Cette remarque est précieuse car il apparaît que, même s’ils sont peu nombreux, ceux qui ont sporadiquement tenté de réitérer l’expérience de D’Annunzio ont toujours recouru au langage poétique pour sa capacité à lancer des métaphores.
On peut désormais avancer qu’ils le font selon deux options.

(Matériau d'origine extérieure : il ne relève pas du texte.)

PR #2385, opened 2026-08-09
fix(cli): stamp package-manager lifecycle env for vp run scripts

### LINKED ISSUE #2317: vpr appears not to preserve the pnpm lifecycle environment, causing npm-run-all2 to fall back to npm
### Describe the bug

In a project configured to use pnpm, running a package script through `vpr` causes `npm-run-all2` / `run-p` to invoke child scripts with npm instead of pnpm.

The same script works correctly when launched with `pnpm run`.

The project declares pnpm as its package manager. When `run-p` is launched by pnpm, it correctly uses pnpm for the child scripts. When it is launched by `vpr`, it falls back to npm, which then fails with `EBADDEVENGINES` because the project only permits pnpm.

Expected behavior:

- `vpr check` should preserve enough package-manager lifecycle environment for child process runners to detect pnpm.
- Child scripts should be executed using pnpm, consistently with `pnpm run check`.

Actual behavior:

- `pnpm run check` succeeds.
- `vpr check` causes `run-p` to invoke npm for the child scripts.
- npm fails because `devEngines.packageManager` requires pnpm.

This appears to happen because the environment provided by `vpr` differs from the environment provided by `pnpm run`, particularly package-manager lifecycle variables such as `npm_execpath`.

A serial workaround that explicitly invokes pnpm works, but it loses parallel execution. In my project, the parallel command takes 3.94 seconds, while the serial workaround takes 6.35 seconds.

### Reproduction

https://github.com/bling-yshs/vue-demo/tree/archive/vp

### Steps to reproduce

1. Clone the reproduction repository.

2. Install dependencies:

   ```bash
   vp i
   ```

3. Run the parallel script directly through pnpm:

   ```bash
   pnpm run check
   ```

   All three child scripts complete successfully.

4. Run the same script through Vite+:

   ```bash
   vpr check
   ```

5. Observe that `npm-run-all2` invokes the child scripts using npm instead of pnpm. npm then exits with `EBADDEVENGINES` because the project declares pnpm in `devEngines.packageManager`.

### System Info

```shell
D:/code/Webstorm/vue-demo
$ vp env current

Environment:
  Version       24.19.0
  Source        .node-version
  Source Path   D:\code\Webstorm\vue-demo\.node-version
  Project Root  D:\code\Webstorm\vue-demo

Tool Paths:
  node  C:\Users\yshs\.vite-plus\js_runtime\node\24.19.0\node.exe
  npm   C:\Users\yshs\.vite-plus\js_runtime\node\24.19.0\npm.cmd
  npx   C:\Users\yshs\.vite-plus\js_runtime\node\24.19.0\npx.cmd

Package Manager:
  Name          pnpm
  Version       11.20.0
  Source Path   D:\code\Webstorm\vue-demo\package.json
  Project Root  D:\code\Webstorm\vue-demo
  Bin Path      C:\Users\yshs\.vite-plus\package_manager\pnpm\11.20.0\pnpm\bin\pnpm.cmd
D:/code/Webstorm/vue-demo
$ vp --version

vp v0.2.7

Local vite-plus:
  vite-plus  v0.2.7

Tools:
  vite             v8.1.5
  rolldown         v1.2.0
  vitest           v4.1.10
  oxfmt            v0.60.0
  oxlint           v1.75.0
  oxlint-tsgolint  v7.0.2001
  tsdown           v0.22.14

Environment:
  Package manager  pnpm v11.20.0
  Node.js          v24.19.0 (.node-version)
```

### Used Package Manager

pnpm

### Logs

```shell

```

### Validations

tarikermis:
Closes #2317

## What changed

`vp run` and `vpr` now stamp the two package-manager lifecycle variables child runners use for package-manager detection before `vt::Session::init` snapshots the environment:

- `npm_execpath`
- `npm_config_user_agent`

The helper resolves the real JavaScript CLI entry for npm, Yarn, and pnpm 11. Native pnpm 12 uses `pnpm.native` and reports `node/?`, matching the package manager instead of leaking the Node.js version that happens to host Vite+.

Bun remains deliberately unchanged. Expanding the emulation contract beyond the #2317 compatibility case needs its own verified use case.

## Why

`vp run` adds `node_modules/.bin` to `PATH`, but previously left the lifecycle environment empty. Child runners such as npm-run-all2 then fell back to npm inside pnpm projects, which can fail with `EBADDEVENGINES` when `devEngines.packageManager` requires pnpm.

## Verification

The CLI snapshot fixture now pins and executes Vite+'s real managed distributions instead of creating a fake pnpm layout:

- npm 10.9.8
- Yarn 4.17.1
- pnpm 11.20.0
- native pnpm 12.0.0
- Bun 1.3.14

The pnpm 11 and 12 cases prove the JavaScript/native split. The Bun case proves both lifecycle values remain undefined.

- Snapshot update run: 5/5 passed.
- Snapshot compare run: 5/5 passed.
- `cargo test -p vp_pm_cli lifecycle_env`: 10/10 passed.
- `pnpm build` and `just check` pass.
- Focused Clippy, Rust formatting, `git diff --check`, and the no-`.md.new` check pass.

## Notes

Cached tasks still filter these values in vite-task's post-filter environment. That separate half remains tracked in voidzero-dev/vite-task#692 and should land by updating the pinned vite-task revision, not by duplicating the logic here.

Best Regards, Tarik


fengmk2:
@tarikermis can you also add a new snapshot test to cover this bug fix?

tarikermis:
Good call, on it - adding a snapshot test for the fix now. Best Regards, Tarik

fengmk2:
@tarikermis I mean this snapshot tests https://github.com/voidzero-dev/vite-plus/tree/main/crates/vp_cli_snapshots/tests/cli_snapshots .
Sorry I didn't explain clearly.

tarikermis:
Ah my bad, got it - adding a CLI snapshot test in vp_cli_snapshots now. Best Regards, Tarik

crates/vp_pm_cli/src/snapshots/vp_pm_cli__lifecycle_env__tests__snapshot_pnpm_shim_fallback.snap
```diff
@@ -0,0 +1,10 @@
+---
+source: crates/vp_pm_cli/src/lifecycle_env.rs
+expression: "render_lifecycle_stamp(PackageManagerType::Pnpm, \"11.20.0\", &[])"
+---
```
fengmk2: @tarikermis can you revert these snapshots?

crates/vp_pm_cli/src/lifecycle_env.rs
```diff
@@ -0,0 +1,509 @@
...
+                    &self.version,
+                    context.node_version.as_deref(),
+                )),
+            ),
+            ("INIT_CWD", context.init_cwd.as_path().as_os_str().to_os_string()),
+        ];
+
+        if let Some(node_execpath) = &context.node_execpath {
+            vars.push(("npm_node_execpath", node_execpath.as_os_str().to_os_string()));
+            vars.push(("NODE", node_execpath.as_os_str().to_os_string()));
```
fengmk2, line 131: Is there source documentation for the naming of these environment variables? Or reference code? Need to add code comments to explain them.

tarikermis:
Sure - reverting the insta snapshots and adding source comments explaining the env var naming. Best Regards, Tarik

wan9chi (approved):

crates/vp_pm_cli/src/lifecycle_env.rs
```diff
@@ -0,0 +1,403 @@
...
+        context: &LifecycleEnvContext,
+    ) -> Vec<(&'static str, OsString)> {
+        if matches!(self.client, PackageManagerType::Bun) {
+            return Vec::new();
+        }
+
+        let mut vars = vec![
+            ("npm_execpath", self.lifecycle_exec_path().as_path().as_os_str().to_os_string()),
+            (
+                "npm_config_user_agent",
```
fengmk2, line 127: Do we need to emulate the package manager lifecycle environment this broadly to fix #2317? The original compatibility issue is primarily package-manager detection through `npm_execpath`. Every additional emulated variable becomes a compatibility contract that we need to keep aligned with npm/pnpm/Yarn. Could we keep this helper minimal unless another variable is required by an actual compatibility case?

simulacre7:
While digging into #2317 myself I traced the full spawn path through the pinned vite-task rev (`d05b1dc`) and hit one gap in this approach that the snapshot fixture can't catch — sharing since it seems cheap to address before merge.

**Cache-enabled tasks strip the stamped env again.** Stamping the process env before `Session::init` works for plain `package.json` scripts because they default to `cache: scripts: false`, and the full session env flows to the child. But when a task is cache-enabled (`cache: { scripts: true }`, or `run.tasks` from `vite.config.ts`, which cache by default), `plan_spawn_execution` filters the spawn env down to the configured patterns first:

- `vt_plan/src/plan.rs` → `EnvFingerprints::resolve(&mut spawn_envs, &cache_config.env_config)` keeps only names matching `untracked_env` + `env`;
- `DEFAULT_UNTRACKED_ENV` (`vt_graph/src/config/mod.rs`) contains no lowercase `npm_*` names (only `NPM_CONFIG_STORE_DIR`), and matching is case-sensitive on Unix (`vt_glob/src/env.rs`).

So for a cached task, `npm_execpath` / `npm_config_user_agent` / `npm_node_execpath` / `INIT_CWD` get silently dropped, and `npm-run-all2` falls back to npm again — exactly the #2317 symptom, now only in the cached case. The `VP_RUN` marker had the same problem and vite-task solves it by re-inserting the marker *after* the filter (`vt_plan/src/plan.rs`, next to the `MARKER_ENV_NAME` insert, with a comment explaining this exact reasoning).

Possible directions, both upstream in vite-task: add the lifecycle names to `DEFAULT_UNTRACKED_ENV`, or re-insert them post-filter like the marker. Either way it might be worth a note in this PR (or a follow-up issue) so the cached-task case doesn't regress the fix.

Caveat: this is from reading the pinned vite-task sources, not from running a cached task against this branch — happy to be corrected if the filtering doesn't apply where I think it does.

simulacre7:
Filed the upstream half as voidzero-dev/vite-task#692 (post-filter re-insertion for cached tasks + per-task `npm_lifecycle_event`), so the cached-task gap has a tracking home either way.

tarikermis:
Thanks for tracing this through the cached-task path. You’re right: the current CLI snapshot proves the lifecycle env for normal package scripts, but it does not cover the post-filter environment used by cached tasks.

Since the actual fix belongs in vite-task and #692 now tracks the post-filter re-insertion, I’d keep this PR scoped to the uncached path rather than duplicating that logic in Vite+. The cached-task case remains a known gap until the pinned vite-task revision includes that fix.

Best Regards, Tarik

tarikermis:
Thanks for tracing this through the cached-task path. You’re right: the current CLI snapshot proves the lifecycle env for normal package scripts, but it does not cover the post-filter environment used by cached tasks.

Since the actual fix belongs in vite-task and #692 now tracks the post-filter re-insertion, I’d keep this PR scoped to the uncached path rather than duplicating that logic in Vite+. The cached-task case remains a known gap until the pinned vite-task revision includes that fix.

Best Regards, Tarik

simulacre7:
Agreed — scoping this PR to the uncached path is the right call, and duplicating the re-insertion in Vite+ would just race the upstream fix. voidzero-dev/vite-task#692 tracks the post-filter re-insertion (and per-task `npm_lifecycle_event`, which can't be set from the Vite+ side at all); I've offered a PR there once maintainers confirm the direction, so the gap should close by bumping the pinned vite-task revision afterwards.

tarikermis:
Fair point - narrowed it. The stamp is now just npm_execpath + npm_config_user_agent, the two channels child runners actually use for package-manager detection (npm-run-all keys on npm_execpath; ni and friends parse the user agent). INIT_CWD, npm_node_execpath and NODE are dropped until a real compatibility case needs them. Also merged current main, so the conflicts are gone. The cached-task half stays upstream in vite-task#692 as discussed with simulacre7. Best Regards, Tarik

crates/vp_cli_snapshots/tests/cli_snapshots/fixtures/vite_task_lifecycle_env/snapshots.toml
```diff
@@ -0,0 +1,15 @@
...
+comment = """
+Regression test for #2317: `vp run` stamps the package-manager lifecycle env
+(npm_execpath, npm_config_user_agent) for package.json scripts, so
+child tooling like npm-run-all detects pnpm instead of falling back to npm.
+Pre-fix every variable printed `(undefined)`. The fake managed pnpm install
+under VP_HOME keeps the case offline; the script normalizes the user-agent
+platform/arch tail that suite redaction does not mask.
+"""
+steps = [
+  { argv = ["node", "scripts/setup-fake-pnpm.cjs"], snapshot = false },
```
fengmk2: We should test with real pnpm, yarn, bun, npm instead of using fake simulations. Additionally, pnpm needs to be tested on v11 and v12, the two major versions, as they involve changes in native pnpm logic.

simulacre7:
Data point in support of covering both pnpm majors with real binaries — observed lifecycle env from corepack-fetched pnpm, same probe script, same machine:

**pnpm 11.20.0** (JS entry):
```
npm_execpath = …/corepack/v1/pnpm/11.20.0/bin/pnpm.mjs
npm_config_user_agent = pnpm/11.20.0 npm/? node/v22.22.3 darwin arm64
npm_lifecycle_event = probe
```

**pnpm 12.0.0** (native binary):
```
npm_execpath = …/corepack/v1/pnpm/12.0.0/pnpm-native
npm_config_user_agent = pnpm/12.0.0 npm/? node/? darwin arm64
npm_lifecycle_event = probe
npm_node_execpath = <node used to run the script>
```

Two consequences that make the v11/v12 split load-bearing rather than cosmetic:

1. `npm_execpath` changes *kind*, not just value: a JS entry vs a native executable. Child runners branch on exactly this — npm-run-all2 execs `node $npm_execpath` when the path looks like JS and execs it directly otherwise — so the two majors exercise different downstream paths, and a stamp that always points at a `.cjs` would be wrong on v12.
2. The v12 user agent reports `node/?`, so anything parsing the agent for a node version (the `ni` family) sees different input per major.

Both observations transfer to the vite-task side too (voidzero-dev/vite-task#692 tracks the cached-task half) — the eventual `npm_execpath` derivation there needs the same ≤11 `.cjs` / ≥12 native branch.

crates/vp_cli_snapshots/tests/cli_snapshots/fixtures/vite_task_lifecycle_env/snapshots.toml
tarikermis: Done in `57eebe24`.

The fake pnpm layout is gone. The PTY fixture now pins and executes the real managed npm 10.9.8, Yarn 4.17.1, pnpm 11.20.0, native pnpm 12.0.0, and Bun 1.3.14 binaries before checking `vp run`.

The pnpm 11 snapshot uses `pnpm.cjs`; pnpm 12 uses `pnpm.native` and now reports `node/?` instead of the Node version hosting Vite+. Bun's real-binary case confirms the two values stay undefined by design.

Both the update and compare snapshot runs pass 5/5. The lifecycle unit tests pass 10/10, and the build, workspace check, Clippy, and Rust formatting are green.

Best Regards, Tarik

fengmk2 (approved):

fengmk2 (approved):
LGTM!

Later we can add Vite+ version information to `npm_config_user_agent`, for example `npm_config_user_agent=vp/<version> pnpm/<version> …`

fengmk2:
@tarikermis ci fail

Certains veulent que le texte aide à faire venir au jour la capacité métaphorique d’une image qui ne suffirait pas à elle-même. D’autres, plus subtils, empruntent la voie étroite d’annunzienne et visent un écart, une divergence sinon une discordance.
Les Français
Bien qu’il ait écrit qu’il fallait bannir du cinéma musique et parole, Marcel L’Herbier donna un style « poétique » aux intertitres de Rose France (1918), « cantilène héroïque en noir et blanc composée et visualisée par Marcel L’Herbier » selon l’épigraphe du film [16]. Les textes des cartons sont placés sur des fonds figuratifs, comme c’était souvent l’usage, mais ici le rapport texte /image est pensé. Sur une image représentant La Marseillaise de Rude on lit par exemple [17] :
Car de la Rose qui ne vit qu’un jour
S’exhale l’image de la France
De la France qui vivra
toujours
La Roue (1924) d’Abel Gance est jalonné d’intertitres « poétiques » et notamment de citations multiples « qui, de Sophocle à Cendrars, soulignaient lourdement les intentions philosophiques de l’auteur » écrit Roger Icart [18]. Gance se justifiait par la nécessité d’éclairer le public, inapte à déceler les symboles dans l’image ; il voulait « démontrer le rapport image-texte, c’est-à-dire prouver le rayonnement de l’image autour de ces citations ». « Lorsque naît le symbole, il est besoin de le souligner dans l’esprit populaire, d’ouvrir au public d’autres fenêtres sur des horizons nouveaux, de lui montrer le chemin qui reste à parcourir, de l’idée exprimée par l’image à l’idée exprimée par le style » écrivait Abel Gance en 1923 [19]. Nous allons retrouver Gance dans le cinéma parlant.
Les Allemands
Le scénariste Carl Mayer est célèbre pour la forme qu’il a donnée à l’écriture de ses scénarios, que Lotte Eisner a bien analysée [20]. Henrik Galeen procéda de même pour Nosferatu (1921), à propos duquel on ne peut pas oublier le fameux intertitre de la version française exploité par André Breton, « la phrase que je n’ai jamais pu, sans un mélange de joie et de terreur, voir apparaître sur l’écran : Quand il fut de l’autre côté du pont, les fantômes vinrent à sa rencontre » [21].
Plus tard, quand il passa aux Etats-Unis, Mayer écrivit dans la même forme quasi versifiée le script de Sunrise (L’Aurore, 1927). Ce film n’est déjà plus muet, mais sonorisé.